Using isothermal titration calorimetry (ITC), we previously demonstrated that myristate (14 : 0) impacts upon Zn²⁺ binding to HSA at the highest affinity Zn²⁺ site,²⁰ whilst mutagenesis and X-ray crystallography studies confirmed this to be site A.²² We have also recently used offline size-exclusion-chromatography-ICP-MS to show that addition of 5 mol. eq. myristate reduced Zn²⁺-binding by BSA by 70%.¹⁰

However, myristate (C14 : 0) has a low abundance in plasma and on average a weaker affinity to serum albumins than the more abundant palmitate (C16 : 0) and stearate (C18 : 0),^33,43 and therefore its quantitative effects may reflect the situation in vivo only in part. Although the overall affinities of NEFAs for HSA have been known for some time,^43–46 it is in most cases unclear which binding constant refers to which of the 5 major binding sites, or whether different binding sites favour different NEFAs. It is known that site FA2 is one of the three high-affinity sites for palmitate,⁴⁷ which together with stearate constitutes the bulk of saturated plasma NEFAs. Moreover, they are both elevated in T2DM.²⁹ Owing to their physiological importance, direct assessment of the impact of these two NEFAs on Zn²⁺–HSA binding by competitive ITC experiments is required. In addition, we also included octanoate (8 : 0), laurate (12 : 0) and myristate (14 : 0) in the study to investigate the relevance of chain length. An X-ray structure in the presence of laurate is available (PDB 1E7F) showing that this NEFA can bind to site FA2 in a manner similar to other longer-chain NEFAs. However, structural studies on HSA¹⁸ as well as ITC experiments on BSA¹⁰ suggested that octanoate is too short to cause the conformational change necessary to disrupt Zn²⁺ binding, but this has not yet been assessed directly for HSA. Finally, palmitoleate (16 : 1-cis n9) was included in the experiment as a model mono-unsaturated NEFA. Mono- and polyunsaturated NEFAs may have beneficial effects in T2DM.²⁹ Although oleate (18 : 1-cis n9) is more abundant, the shorter NEFA was chosen due to its better solubility.

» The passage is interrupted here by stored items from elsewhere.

Issue #103, opened 2022-01-11
Extension wishlist


minad:
- [x] corfu-history (Prototype in https://github.com/minad/corfu/tree/extensions)
- [x] corfu-info (Prototype in https://github.com/minad/corfu/tree/extensions, Move out `corfu-show-documentation/location` from corfu.el, make it persistent and live updating)
- [x] corfu-quick (#127)
- [x] corfu-indexed (#127)
- [x] corfu-doc by @galeo, see https://github.com/galeo/corfu-doc/issues/8. Merged as corfu-popupinfo.
- [ ] corfu-mouse (See https://codeberg.org/akib/emacs-corfu-mouse, waiting on @AkibAzmain's copyright assignment)
- [ ] corfu-narrow (Proposal in #147)

Luis-Henriquez-Perez:
I take a similar approach to `vertico-quick` and modify the `corfu--format-candidates` function. I add `quick-letters` keys to the prefix of each candidate and am calling `corfu--format-candidates` with the updated candidates.

```elisp
(defun corfu-quick--format-candidates (orig candidates)
  "Format candidate, see `corfu--format-candidate' for arguments."
  (let ((updated-candidates nil))
    (pcase-dolist (`(,candidate ,prefix ,suffix) candidates)
      (setq quick-letters (corfu-quick--letters))
      (push (list candidate (concat quick-letters " " prefix) suffix) updated-candidates))
    (cl-callf reverse updated-candidates)
    (funcall orig updated-candidates)))
```

However, I'm having some trouble updating the `corfu` popup to display the candidates prefixed by the quick keys. What's `corfu`'s counterpart to `vertico--exhibit`? I thought it would be `corfu--update`. However, even though the candidates format is correctly updated by `corfu-quick--format-candidates` the popup disappears after calling `corfu-update`.

```elisp
(defun corfu-quick--read ()
  "Read quick key given FIRST pressed key."
  (cl-letf* ((old-fn (symbol-function #'corfu--format-candidates))
	     (new-fn (apply-partially #'corfu-quick--format-candidates old-fn))
	     ((symbol-function #'corfu--format-candidates) new-fn))
    (message "RESETTING")
    (corfu--update)
    1))
```

minad:
> I take a similar approach to vertico-quick and modify the corfu--format-candidates function. I add quick-letters keys to the prefix of each candidate and am calling corfu--format-candidates with the updated candidates.

[...]

PR #110, opened 2022-01-25
add corfu-indexed

Luis-Henriquez-Perez:
I've commented that I had made significant progress on corfu-indexed in #103. The functionality is almost done. I'd like to formally review it. I plan to rebase these commits to one as well.


minad:
I don't have much time for the next few weeks. I will review it after that. But this looks good. Feel free to give corfu-quick a stab in the meantime.

Luis-Henriquez-Perez:
> I don't have much time for the next few weeks. I will review it after that.

No worries. It happens. Take your time.

> Feel free to give corfu-quick a stab in the meantime.

Sure thing! :)

corfu-indexed.el
```diff
@@ -0,0 +1,89 @@
...
+(require 'corfu)
+(require 'pcase)
+
+(defface corfu-indexed
+  '((t :height 0.75 :inherit font-lock-comment-face))
+  "Face used for the candidate index prefix."
+  :group 'corfu-faces)
+
+(defvar corfu-indexed--commands
+  '(corfu-insert))
```
minad, line 43: Add corfu-complete here?

corfu-indexed.el
```diff
@@ -0,0 +1,89 @@
...
+;; We need to know this information in `corfu-indexed--handle-prefix', but at
+;; that time we don't have access to the list of candidates, hence this
+;; variable.
+(defvar-local corfu-indexed--max 0)
+;; No corfu indexed min.
+
+(defun corfu-indexed--format-candidate (orig cands)
+  "Format candidate, see `corfu--format-candidate' for arguments."
```
minad, line 51: There is no corfu--format-candidate. I wonder if we should introduce one, which is called by corfu--format-candidates. In Vertico I have vertico--arrange-candidates and vertico--format-candidate. Maybe such a scheme makes also sense here? What do you think?

Luis-Henriquez-Perez: > In Vertico I have vertico--arrange-candidates and vertico--format-candidate. Maybe such a scheme makes also sense here? What do you think?

It might make it more convenient to only have to consider an individual candidate to be formatted than a group of them. But, honestly, I'm don't have a strong opinion on it--at least not right now.

corfu-indexed.el
Luis-Henriquez-Perez: Ok. done.

minad:
Any progress on corfu-quick? Ideally I'd like to merge these two together, such that we see if changes to corfu.el itself are necessary.

Luis-Henriquez-Perez:
> Any progress on corfu-quick? 

Not yet. I'll can get it done within two days.

Luis-Henriquez-Perez:
Oh I tried to push my changes adding corfu-quick and github automatically closed this issue. Perhaps because I did so on a different branch. I did not close this intentionally.

Luis-Henriquez-Perez:
I don't have the permissions to reopen this issue. So if you could re-open it that would be great. My apologies I had no idea issues could be automatically closed like this.

I pushed the changes from `corfu-quick` here because I thought you wanted them both in the same PR, but let me know if that is not the case. 

`corfu-quick` is almost done. A quick summary:

`corfu-quick--format-candidates` - works.

`corfu-quick--letters` - should work, but I need to test indices at end of string length. I'll finish testing today.

`corfu-quick--read` - `(corfu--candidates-popup (point))` stopped working for me. The popup wouldn't show. I need to try it again and investigate it by going to an earlier commit where it did work. Also maybe I need to deal with the case the user passes in out of range characters (or maybe `corfu-quick-jump` does this).

`corfu-quick-jump` - works.

I added `corfu-quick-exit` for being able to referesh the popup without the corfu-quick letters in case the user changes their mind. Initially, I wrote it for my own testing but it may be useful all on its own.

minad:
I cannot reopen. Please create a new PR.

Building on our previous work,^18,20 a “two-sets-of-sites” model was chosen to analyse all data. Fitted isotherms and a summary plot are shown in Fig. 2, raw data in Fig. S1–S26,† fitting parameters in Table S3† and fitting results in Tables S4 and S5.† In the absence of NEFA, Zn²⁺ bound to site A of HSA with a K_ITC of (3.1 ± 1.6) × 10⁵ M⁻¹ (n = 4; Table S4†). This is in accord with our previous study which found a K_ITC of 1.35 × 10⁵ M⁻¹.²⁰ The titration curves acquired in presence of NEFAs were as previously fitted by fixing this binding constant as well as the associated enthalpy change (ΔH1) with the mean value calculated in the absence of NEFAs, whilst the respective stoichiometry was allowed to vary. This parameter reflects the NEFA-modulated zinc binding site availability. Binding constant and enthalpy for the second binding site were allowed to vary; these were not affected in a systematic manner by NEFAs (Table S5†). Addition of up to 5 mol. eq. of octanoate (Fig. 2A and H) had only a minor effect on Zn²⁺ binding to HSA. Octanoate is thought to be too short to elicit the switch,^10,18 although no crystal structure of octanoate binding alone to HSA is available. Judging from the shapes of the curves, octanoate seems to modulate Zn²⁺ binding to HSA (Fig. 2A), but in a different manner to other NEFAs (Fig. 2B–G). Indeed, the quantitative effect on site A availability is small, and of the same magnitude as variations observed in the absence of NEFA (Fig. 2H). This result is broadly in accord with our previous size exclusion chromatography-ICP-MS study showing that it does not affect plasma zinc speciation.¹⁰

Fig. 2 Binding of Zn²⁺ to HSA in presence of different NEFAs. ITC experiments were conducted in a buffer containing 50 mM Tris, 140 mM NaCl, pH 7.4. A first set of experiments was performed with 1.5 mM ZnCl₂ titrated into 60 μM HSA, in the presence of either 0 (black), 2.5 (pale blue), 3 (dark blue), 4 (orange) or 5 (purple) mol. eq. of different NEFAs: (A) octanoate, (B) laurate, (C) myristate and (D) palmitate. The settings used were 25 °C, 39 injections (first injection was 0.4 μL, the remaining injections were 1 μL, initial delay 60 s and spacing 120 s. A second set of experiments was performed with 750 μM ZnCl₂ titrated into 25 μM HSA, in the presence of (E) palmitate, (F) stearate and (G) palmitoleate. For those ITC experiments, the settings were adjusted to 25 °C, 19 injections (first injection was 0.4 μL, the remaining injections were 2 μL, initial delay 60 s and spacing 120 s. Each fit corresponds to a two-sets-of-sites model. (H) Bar chart representing the availability of binding site A in the presence of 4 mol. eq. of various NEFAs (the values for palmitate measured with 25 and 50 μM HSA were averaged) and the average for all values obtained in the absence of NEFA (both at 50 μM and 25 μM HSA). The data are represented as mean ± SD, with the SD obtained in the absence of NEFA used to estimate the other SD values. All NEFAs except octanoate perturbed Zn²⁺-binding to the protein, with the effect increasing with the concentration of NEFAs.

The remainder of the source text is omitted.